Intro to {targets}

Louisa Smith
l.smith@northeastern.edu

Department of Health Sciences
The Roux Institute
Northeastern University

2023-05-31

What is {targets}?

“a Make-like pipeline tool for statistics and data science in R”

  • manage a sequence of computational steps
  • only update what needs updating
  • ensure that the results at the end of the pipeline are still valid

Script-based workflow

01-data.R

library(tidyverse)
data <- read_csv("data.csv", col_types = cols()) %>% 
    filter(!is.na(Ozone))
write_rds(data, "data.rds")

02-model.R

library(tidyverse)
data <- read_rds("data.rds")
model <- lm(Ozone ~ Temp, data) %>% 
    coefficients()
write_rds(model, "model.rds")

03-plot.R

library(tidyverse)
model <- read_rds("model.rds")
data <- read_rds("data.rds")
ggplot(data) +
    geom_point(aes(x = Temp, y = Ozone)) +
    geom_abline(intercept = model[1], slope = model[2])
ggsave("plot.png", plot)

Problems with script-based workflow

  • Reproducibility: if you change something in one script, you have to remember to re-run the scripts that depend on it
  • Efficiency: that means you’ll usually rerun all the scripts even if they don’t depend on the change
  • Scalability: if you have a lot of scripts, it’s hard to keep track of which ones depend on which
  • File management: you have to keep track of which files are inputs and which are outputs and where they’re saved

{targets}: The basics

{targets} workflow

R/functions.R

get_data <- function(file) {
  read_csv(file, col_types = cols()) %>%
    filter(!is.na(Ozone))
}

fit_model <- function(data) {
  lm(Ozone ~ Temp, data) %>%
    coefficients()
}

plot_model <- function(model, data) {
  ggplot(data) +
    geom_point(aes(x = Temp, y = Ozone)) +
    geom_abline(intercept = model[1], slope = model[2])
}

{targets} workflow

_targets.R

library(targets)

tar_source()
tar_option_set(packages = c("tidyverse"))

list(
  tar_target(file, "data.csv", format = "file"),
  tar_target(data, get_data(file)),
  tar_target(model, fit_model(data)),
  tar_target(plot, plot_model(model, data))
)

Run tar_make() to run pipeline

use_targets() will generate a _targets.R script for you to fill in.

{targets} workflow

Targets are “hidden” away where you don’t need to manage them

├── _targets.R
├── data.csv
├── R/
│   ├── functions.R
├── _targets/
│   ├── objects
│          ├── data
│          ├── model
│          ├── plot

You can of course have multiple files in R/; tar_source() will source them all

My typical workflow with {targets}

  1. Read in some data and do some cleaning until it’s in the form I want to work with.
  2. Wrap that in a function and save the file in R/.
  3. Run use_targets() and edit _targets.R accordingly, so that I list the data file as a target and clean_data as the output of the cleaning function.
  4. Run tar_make().
  5. Run tar_load(clean_data) so that I can work on the next step of my workflow.
  6. Add the next function and corresponding target when I’ve solidified that step.

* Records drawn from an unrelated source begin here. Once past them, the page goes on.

PR #3671, opened 2022-08-04
Add labeler action

nlohmann:
Automatically adds labels to PRs:

- size label (S, M, L) according to the number of additions+deletions
- other labels:
  - documentation
  - CI
  - CMake
  - tests

The idea is to make it easier to grasp what is touched by a CI, and make also to see on first sight that a PR without tests could be an issue.

### DIFF
--- a/.github/labeler.yml
+++ b/.github/labeler.yml
@@ -1,0 +1,8 @@
+documentation:
+  - 'README.md'
+  - 'docs/*'
+  - 'docs/**/*'
+
+ci:
+  - '.github/workflows/*'
+  - '.github/external_ci/*'
--- a/.github/labeler.yml
+++ b/.github/labeler.yml
@@ -2,16 +2,20 @@ version: 1
 
 labels:
 - label: "documentation"
-  files: "README.md"
+  files:
+    - "README.md"
 
 - label: "documentation"
-  files: "docs/.*"
+  files:
+    - "docs/.*"
 
 - label: "ci"
-  files: "github/workflows/.*"
+  files:
+    - "github/workflows/.*"
 
 - label: "ci"
-  files: "github/external_ci/.*"
+  files:
+    - "github/external_ci/.*"
 
 - label: "S"
   size-below: 10
--- a/.github/labeler.yml
+++ b/.github/labeler.yml
@@ -9,6 +9,18 @@ labels:
   files:
     - "docs/.*"
 
+- label: "tests"
+  files:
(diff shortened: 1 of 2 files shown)


.github/labeler.yml
```diff
@@ -9,6 +9,18 @@ labels:
...
+  files:
+    - "tests/.*"
+
+- label: "CMake"
+  files:
+    - ".*CMakeLists.txt"
+
+- label: "CMake"
+  files:
+    - "cmake/.*"
```
falbrechtskirchinger, line 22: No need to add the label twice?
```suggestion
- label: "CMake"
  files:
    - ".*CMakeLists.txt"
    - "cmake/.*"
```

falbrechtskirchinger (changes requested):

.github/labeler.yml
```diff
@@ -21,11 +21,11 @@ labels:
   files:
     - "cmake/.*"
 
-- label: "ci"
+- label: "CI"
   files:
     - "github/workflows/.*"
 
-- label: "ci"
+- label: "CI"
```
falbrechtskirchinger, line 28: same here.

.github/labeler.yml
nlohmann: No, the files must match *all* listed regular expressions, so it's an implicit conjunction. For disjunctions, we need to repeat the rule.

.github/labeler.yml
nlohmann: See above.

.github/labeler.yml
falbrechtskirchinger: Wait, this is not the official GitHub labeler? I'm looking at the wrong documentation.

nlohmann: See https://github.com/srvaroa/labeler#configuration:

> The action combines all conditions with an AND operation.
> ...
> If you wish to apply an OR, you may set multiple matchers for the same label.

nlohmann: Right, it's not the official one. This one has more features and is actively developed.

falbrechtskirchinger: I'm looking at:
`- uses: actions/labeler@v4`
https://github.com/marketplace/actions/labeler

But you're using:
`- uses: srvaroa/labeler@master`

falbrechtskirchinger (approved):
Looks good to me.

Nhattan9961:
S

PR #3673, opened 2022-08-04
Refine 'Publish documentation' workflow

falbrechtskirchinger:
Refine the `Publish documentation` workflow:

* Only run the workflow when files in `/docs/mkdocs/` have changed.
* Allow triggering the workflow manually. (Can't hurt, can it?)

I usually include library(targets) in my project .Rprofile so that I can always call tar_load() on the fly

_targets.R tips and tricks

list(
  tar_target(
    data_file,
    "data/raw_data.csv",
    format = "file"
  ),
  tar_target(
    raw_data,
    read.csv(data_file)
  ),
  tar_target(
    clean_data,
    clean_data_function(raw_data)
  )
)

I like to pair my functions/targets by name so that the workflow is clear to me

_targets.R tips and tricks

preparation <- list(
  ...,
  tar_target(
    clean_data,
    clean_data_function(raw_data)
  )
)
modeling <- list(
  tar_target(
    linear_model,
    linear_model_function(clean_data)
  ),
  ...
)
list(
  preparation,
  modeling
)

By grouping the targets into lists, I can easily comment out chunks of the pipeline to not run the whole thing

_targets.R tips and tricks

## prepare ----
prepare <- list(
  ### cleanData.csv ----
  tar_target(
    cleanData.csv,
    file.path(path_to_data, 
              "cleanData.csv"),
    format = "file"
  ),
  ### newdat ----
  tar_target(
    newdat,
    read_csv(cleanData.csv, 
             guess_max = 20000)
  ),
  ...

In big projects, I comment my _targets.R file so that I can use the RStudio outline pane to navigate the pipeline (my buggy function)

Key {targets} functions

  • use_targets() gets you started with a _targets.R script to fill in
  • tar_make() runs the pipeline and saves the results in _targets/objects/
  • tar_make_future() runs the pipeline in parallel1
  • tar_load() loads the results of a target into the global environment
    (e.g., tar_load(clean_data))
  • tar_read() reads the results of a target into the global environment
    (e.g., dat <- tar_read(clean_data))
  • tar_visnetwork() creates a network diagram of the pipeline
  • tar_outdated() checks which targets need to be updated
  • tar_prune() deletes targets that are no longer in _targets.R
  • tar_destroy() deletes the .targets/ directory if you need to burn everything down and start again

Advanced {targets}

“target factories”

{tarchetypes}: reports

Render documents that depend on targets loaded with tar_load() or tar_read().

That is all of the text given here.